The second layer does not. When the only variable changing is lighting between shifts, or parts arriving at slightly different angles, more training data closes the gap. When lighting, position, and layout all change at once, which they do on every factory floor every shift, today’s best models’ success rate collapses to zero. A February 2026 five-model benchmark confirmed the pattern across the field: best-in-class performance reached only 18-24% when multiple variables shifted simultaneously.

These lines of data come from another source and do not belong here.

PR #391, opened 2026-08-06
WB-190: inject the current sample, remove the global (PR-1)

TheCodeSharman:
## Summary
First slice of [Trello WB-190](https://trello.com/c/1TohSHqr) — **de-global the current sample** so the survey and (upcoming) training workflows can share the same components with different data + behaviour. This PR is the enabling substrate; it removes no behaviour.

- **Why:** every survey screen reaches `Alloy.Models.instance("sample")` / `Alloy.Collections.taxa`, and `SampleEditMenu` *reassigns* those globals. That single mutable singleton is why a training session can't coexist with a real survey, and why "identify a creature" is hard-wired to the survey path. Injecting the model is the prerequisite for a clean survey-vs-training split (`Survey` stays survey-only; training will supply its own model to the same slots — and omit EditTaxon).
- `SampleTraySource` no longer reads `Alloy.Models.sample` for `surveyType` — the sample is injected (and it's now Node-testable). `7a5e8e8d`
- `Navigation` gains `setCurrentSample()` and threads the sample+taxa into every screen's `args` in `onOpenView`, the same central mechanism already used for `key`/`Survey`. Additive — nothing reads `args.sample` yet. `7f279e61`

## Remaining on this branch (in progress)
- Model factory (`createNewSample`/`startNewSurveyIfComplete`) returns the sample instead of setting the global; the roots (new-survey, history view/edit) call `setCurrentSample`.
- Migrate consumers to read `args.sample`/`args.taxa`: SiteDetails, Habitat, Notes, LocationEntry, Summary, EditTaxon, the SampleTray shell, SampleEditMenu.
- Remove the global writes (SampleEditMenu reassign, index-app, AppReset).
- Keep EditTaxon a **survey-workflow** part (not baked into the shared tray) so training can wire a different on-identify step.

## Test plan
- [x] `npx grunt unit-test-node` — passes (incl. new SampleTraySource + Navigation-threading specs)
- [ ] Device unit specs (survey flow + identify flow) once consumers are migrated
- [ ] Manual: start survey → site details → tray → edit taxon, and history view/edit

### DIFF
--- a/test/logic/Navigation_sample_spec.js
+++ b/test/logic/Navigation_sample_spec.js
@@ -1,0 +1,34 @@
+require("mocha");
+const { expect } = require("chai");
+const { Navigation } = require("../../walta-app/app/lib/logic/Navigation");
+
+// The current sample/taxa thread through args the same way key/Survey already do
+// (see onOpenView), so screens receive the model by injection rather than reading
+// the Alloy.Models.sample global.
+describe("Navigation sample threading", function () {
+  let opened, services, nav;
+
+  beforeEach(function () {
+    opened = [];
+    services = {
+      Key: { url: "k" },
+      Survey: { name: "survey" },
+      View: { openView(ctl, args) { opened.push({ ctl, args }); return Promise.resolve(); } },
+    };
+    nav = new Navigation(services);
+  });
+
+  it("injects the current sample and taxa into an opened controller's args", function () {
+    const sample = { id: 1 };
+    const taxa = { length: 3 };
+    nav.setCurrentSample(sample, taxa);
+
+    nav.onOpenView("SiteDetails", { slide: "none" });
+
+    expect(opened[0].args.sample).to.equal(sample);
+    expect(opened[0].args.taxa).to.equal(taxa);
+    // still threads the existing app singletons
+    expect(opened[0].args.key).to.equal(services.Key);
+    expect(opened[0].args.Survey).to.equal(services.Survey);
+  });
+});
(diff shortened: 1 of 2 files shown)


walta-app/app/lib/mvvm/controllers/SampleTray.js
```diff
@@ -13,7 +13,7 @@ module.exports = function createSampleTray({ view, args, services, bindView }) {
   const { collection, component, input, measure, command, ref } = bindView;
   const platform = services.platform;
 
-  const source = SampleTraySource(Alloy.Collections["taxa"], args.key, args.readonly === true);
+  const source = SampleTraySource(Alloy.Collections["taxa"], args.key, args.readonly === true, Alloy.Models.instance("sample"));
```
TheCodeSharman, line 16: OK this is still a global ?

TheCodeSharman: Yes — interim scaffolding, and it needs to go. This commit only lifted the sample read up from SampleTraySource to the controller boundary; the taxa global was already here. End state is `SampleTraySource(args.taxa, args.key, args.readonly === true, args.sample)`, reading Navigation's threaded args. It's sequenced right after the model-factory + roots commit (a root has to call setCurrentSample before args.sample/taxa are populated, or the tray reads undefined). Removing it next — will link the commit here.

TheCodeSharman: Done in #393 (`5a2a21a6`): the tray controller now reads `args.taxa`/`args.sample` (threaded by Navigation off SURVEY_STARTED) instead of the globals. Device spec reworked to inject them through openArgs; iOS SampleTray 33/33.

The reason is architectural. Current vision-language-action models are pattern-recognition systems. They identify visual sequences they have seen before and replay the associated motor commands; none maintain an explicit model of physics. A robot trained on ten thousand successful box transfers doesn’t know that a wet conveyor belt changes the grip force required, or that a box three centimeters off-center torques the wrist differently. It knows what success looks like, and it doesn’t know why it succeeds. More training data cannot close a functional gap that exists because the system has no causal model of the world it operates in. Closing that gap requires the robot to fail in a specific environment, be corrected, and accumulate enough corrections to generalize. That process happens on real factory floors, not in simulation.

$7.55 an Hour

The business case for a humanoid robot turns on one question: can it do the job well enough that its amortized cost per hour beats the fully loaded cost of the person it replaces? Goldman Sachs documented a 40% single-year decline in humanoid manufacturing costs between 2022 and 2023. The trajectory follows Wright’s Law, and the critical threshold arrives around mid-2027 when the bill of materials crosses approximately $50,000.

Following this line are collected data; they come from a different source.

PR #402, opened 2026-08-06
WB-190: TrainingRepository + waterbug_training store

TheCodeSharman:
## Summary
Persistence foundation for the training vertical (PR-3a) — and where the **`SampleTray` domain aggregate** is established greenfield.

Through review this grew from "a training store" into the domain spine the whole app revolves around:

- **`SampleTray`** (`lib/models/SampleTray.js`) — the ordered collection of `Taxon` the app is *about*. A pure, observable domain aggregate (extends `ChangeNotifier`), **decoupled from persistence and from presentation**. Training is a bare tray; a survey `Sample` will contain one. The survey migrates its Alloy `taxa` collection onto this later (that migration is the point — kill the persistence-coupled Backbone model that won't port to Flutter).
- **`Taxon`** (`lib/models/Taxon.js`) — a creature in the tray: `id` (stable verdict key), `taxonId`, `position`. Hand-written accessors, no schema coupling.
- **`TrainingRepository`** — a real repository, not a row-hash DAO: it **creates, persists, and returns `SampleTray`/`Taxon` domain models**. Dependency flows controller → repository → models; the models never call the repo (no fat model), and they never import `Ti.Database` (decoupled from the persist engine). It's the Flutter port seam — swap `Ti.Database` for `sqflite`/`drift` behind the same interface.

Other settled points:
- **Own isolated `waterbug_training` DB** — no photos/abundance/sync; can't collide with `loadCurrent`/sync/history by construction. (Training draft store; the richer survey/edit draft store is a separate follow-on.)
- **Persist + resume** — a session survives the OS reclaiming a backgrounded app (`currentSessionCode()` + `loadTray()` recover it). Cleared only on an explicit new exercise code or `clear()`.
- **Caller-supplied `position`** — `addTaxon(tray, taxonId, position)` stores the placement it's told; the append policy lives in the caller, leaving room for user-chosen cells later.
- Duplicate `taxonId`s stay distinct (a trainee's repeated misidentification must remain visible, not be deduped).

## API
`startSession(code) → SampleTray` · `currentSessionCode()` · `loadTray() → SampleTray` · `addTaxon(tray, taxonId, position) → Taxon` · `removeTaxon(tray, taxon)` · `clear()` · `close()`

## Test plan
- [x] `npx grunt unit-test-node` — 567 passing (6 new `models/SampleTray`, pure/Node-testable)
- [x] Device spec `TrainingRepository` — 10 passing (empty-tray start / add-returns-model / order-by-position / stable-id / duplicates / **resume-after-reopen** / new-session-clears / remove / clear)
- [ ] Full iOS device unit suite (pre-merge)
- [ ] Android emulator unit suite (CI)

Next: PR-3b — a training `SampleTraySource` adapting the `SampleTray` aggregate to the tray VM's source interface (`length`/`at`/`onChange`), so the existing `SampleTrayViewModel` presents it unchanged.

### DIFF
--- a/docs/patterns/repository-pattern.md
+++ b/docs/patterns/repository-pattern.md
@@ -173,30 +173,27 @@ via `Migrator.migrate(dbName)` at app startup. Repositories don't run
 their own migrations on open; that would couple every consumer of the
 repo to an implicit "first call sets up the schema" behaviour.
 
-## Which db: shared `waterbug_data`, or an isolated one
+## Shared db: `waterbug_data`
 
-Internal, low-stakes data (logs, a future cache) shares one SQLite db,
-`waterbug_data`. Lock contention isn't a concern at this app's scale
-(mobile, single user, low write volume), and a shared db keeps things
-simple.
+All non-Alloy tables — logs, training, a future cache — live in one
+SQLite db, `waterbug_data`. Lock contention isn't a concern at this
+app's scale (mobile, single user, low write volume), one
+`Migrator.migrate("waterbug_data")` at startup covers every table, and
+the migration manifest is global precisely because there's one db.
 
-**Isolated draft stores get their own db.** Training persists to
-`waterbug_training`, kept entirely apart from the real-sample archive
-so training data *can't* leak into sync/upload/history queries — those
-run against Alloy's `samples` db and structurally cannot see another
-file. Isolation-by-construction beats a discriminator column you have
-to remember to filter on. The survey/edit draft store will be a
-separate isolated db for the same reason.
-
-An isolated db is migrated with its own `Migrator.migrate(dbName)` call
-at startup (alongside the `waterbug_data` one). Note the current
-limitation: the migration manifest is global, so `migrate(dbName)`
-applies *every* migration to whichever db it's given — fine while the
-tables are harmless to co-create, but scoping the manifest per-db is
-the natural next step as more isolated dbs appear.
+This already isolates draft/training data from the real-sample
+**archive**: Alloy's `sample`/`taxa` use a *separate* db (`samples`),
+and every sync/upload/history query — `loadCurrent` and friends — runs
+against `samples`. A table in `waterbug_data` is structurally invisible
+to them, so training can't leak into sync/history without any
+discriminator-column filtering. Isolation comes from being a different
+db than `samples` — not from a per-store db file, which would only add
+a second `migrate` call and force per-db manifest scoping for no real
+gain.
 
 Alloy's `samples` and `taxa` databases stay separate per Alloy's
-convention.
+convention — Alloy hardcodes their `db_name`, so they'd only join
+`waterbug_data` if they ever migrate off Alloy.
 
 ## Adding a new repository
 
--- a/walta-app/app/lib/repository/TrainingRepository.js
+++ b/walta-app/app/lib/repository/TrainingRepository.js
@@ -1,9 +1,10 @@
 const SampleTray = require("../models/SampleTray");
 const Taxon = require("../models/Taxon");
 
-// Persists and hydrates the training SampleTray, in its own `waterbug_training`
-// DB — kept entirely apart from the real-sample archive so training data can
-// never leak into sync/upload/history. LogRepository-style: `open()` expects
+// Persists and hydrates the training SampleTray. Its tables live in the shared
+// non-Alloy `waterbug_data` DB — a *different* DB from Alloy's `samples`
+// archive, which is what every sync/upload/history query runs against, so
+// training data can never leak into them. LogRepository-style: `open()` expects
 // the schema to already exist (Migrator.migrate has run).
 //
 // This is the persistence seam: it creates the domain models (SampleTray/Taxon)
--- a/walta-app/app/spec/util/repository/TrainingRepository_spec.js
+++ b/walta-app/app/spec/util/repository/TrainingRepository_spec.js
@@ -5,7 +5,7 @@ var { removeDatabase } = require("spec/util/TestUtils");
 var TrainingRepository = require("repository/TrainingRepository");
 var Migrator = require("repository/Migrator");
 
-const TEST_DB = "waterbug_training_test";
+const TEST_DB = "waterbug_data_test";
 
 describe("TrainingRepository", function () {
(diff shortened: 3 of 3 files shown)


walta-app/app/lib/repository/migrations/202608070000000_training_session.js
```diff
@@ -0,0 +1,12 @@
+exports.up = function (migrator) {
+    migrator.createTable({
+        columns: {
+            "sessionCode": "TEXT PRIMARY KEY",
```
TheCodeSharman: do we need a seperate training_session table? note there wil only be one at a time, I think we can get away without this table

TheCodeSharman: Agreed — dropped it. And since we settled that training should **start fresh on relaunch** (not resume a killed session), the resume machinery it existed for is gone too:

- `training_session` table deleted (its `startedAt` column was never read anyway).
- Fresh-start is now encoded in the store itself: `open()` wipes stale rows, so a killed session never comes back.
- The session code lives in memory for the current run only, so the `sessionCode` column on `training_taxa` was also dead weight — dropped it. `training_taxa` is now just `(id, position, taxonId)`.

Net: one table, one migration, no dead columns. The resume-after-restart spec flipped to a fresh-start spec (start → add taxa → reopen → empty). All 8 device specs green.

walta-app/app/lib/repository/TrainingRepository.js
```diff
@@ -0,0 +1,77 @@
...
+            wipe();
+            sessionCode = code;
+        },
+
+        currentSession: function () {
+            return sessionCode;
+        },
+
+        addTaxon: function (taxonId) {
+            const position = nextPosition();
```
TheCodeSharman: How will this be referenced by the SampleTrayStore - doesn't it need to be indexed by position in the tray ?

walta-app/app/lib/repository/migrations/202608070000000_training_session.js
TheCodeSharman: Update after we talked it through: the table stays, but the whole store got reshaped. Landing points:

- **Persist + resume** is the requirement (recover an in-flight session after the OS reclaims a backgrounded app), so `training_session` is back as the resume target — a killed session is *not* meant to start fresh. Cleared only on an explicit new exercise code in Academy, or `clear()`.
- **`position` is now caller-supplied** — `addTaxon(taxonId, position)`. The store no longer computes `MAX(position)+1`; that append policy is the tray's business logic and lives in the caller (leaves room for user-chosen cells later). `id` stays the stable verdict key; `position` is the tray slot.
- Kept training in its **own isolated DB** (not the samples DB + a flag) so it can't collide with `loadCurrent`/sync/history by construction. It's a stripped-down store — no photos/abundance — which is the training/survey-draft split we agreed: separate simple store, small duplication in its favour.
- Repo stays a **bespoke Ti.Database layer** rather than an Alloy model, deliberately — it's the Flutter port seam and decouples domain from schema.

8 device specs green (incl. resume-after-reopen). Model + `TrainingTraySource` come in PR-3b.

TheCodeSharman: Final shape after the design discussion: this PR now also introduces the **`SampleTray` domain aggregate** — the ordered collection of `Taxon` the app revolves around, as a pure observable model decoupled from persistence, and the repo hydrates/persists it (returns domain models, not row hashes). The `training_session` table stays as the resume target. Layering is controller → repository → models; models never call the repo. 10 device specs + 6 Node specs green.

TheCodeSharman:
Full device unit suites (fresh build, no LiveView) — both green with the SampleTray aggregate + repo rework:

- **iOS: 413 passing, 0 failing**
- **Android: 408 passing, 0 failing** (15 pending = manual/skipped)

The `TrainingRepository` device spec (10) passes on both platforms; no cross-spec breakage (the `Topics.reset()` full-suite flake check is clean). Also updated `docs/patterns/repository-pattern.md` to distinguish a Repository (returns domain models) from a row-DAO (returns rows), since it previously presented LogRepository's row-hash shape as the template.

docs/patterns/repository-pattern.md
```diff
@@ -26,6 +37,56 @@ view updates and sync naturally. It's a poor fit for everything else:
...
+model the app mutates and observes?**
+
+| | Repository | row-DAO |
+|---|---|---|
+| Returns | domain model objects (aggregate/entity) | plain row objects `{ col: value }` |
+| For | data with behaviour + a live view (the tray) | internal append-only / query-only data (logs, a cache) |
+| Direction | controller → repository → models; models never touch the repo | caller → DAO → rows |
+| Example | `TrainingRepository` → `SampleTray`/`Taxon` | `LogRepository` → log rows |
+
+`LogRepository` returning row hashes is correct **because logs have no
```
TheCodeSharman, line 53: I think this extra detail in the documentation coudl be removed if we built a light weight domian log for the logs to use - this is cheap and it means there is one less way to confuse the repository pattern. This would be a follow up PR though, can you card it up.

walta-app/app/lib/models/Taxon.js
```diff
@@ -0,0 +1,16 @@
+// A creature placed in the SampleTray: a domain entity, decoupled from any
+// persistence engine. `id` is the stable identity (the tray's verdict key);
+// `position` is the tray slot; `taxonId` points at the taxon in the key.
+class Taxon {
```
TheCodeSharman, line 4: Does this need a change notifier too? Eventually when we migrate the survey flow to this it will I think, but YAGNI, lets put that off until its really needed.

walta-app/app/lib/repository/TrainingRepository.js
```diff
@@ -0,0 +1,81 @@
...
+                        id: rs.fieldByName("id"),
+                        taxonId: rs.fieldByName("taxonId"),
+                        position: rs.fieldByName("position")
+                    }));
+                    rs.next();
+                }
+            } finally {
+                rs.close();
+            }
+            return new SampleTray(taxa);
```
TheCodeSharman, line 56: Yes! Love it - proper domain model.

At that price point, in 16-hour daily operation, the all-in effective cost falls to approximately $7.55 per robot-hour on a fully loaded total cost of ownership basis. Today, sixteen hours requires the robot to either swap its own battery from a rack when it runs low, or stand on a charging station. Some platforms already support this but most bipedals don’t yet. At current runtimes of 6-10 productive hours, the effective cost would be $12-20/hour.

Robot-hour costs reflect PML’s internal TCO model: BOM amortized over 60 months at 16-hour daily utilization (5,840 hrs/yr) with 15% loading for maintenance, power, and insurance. BOM price points sourced via Goldman Sachs.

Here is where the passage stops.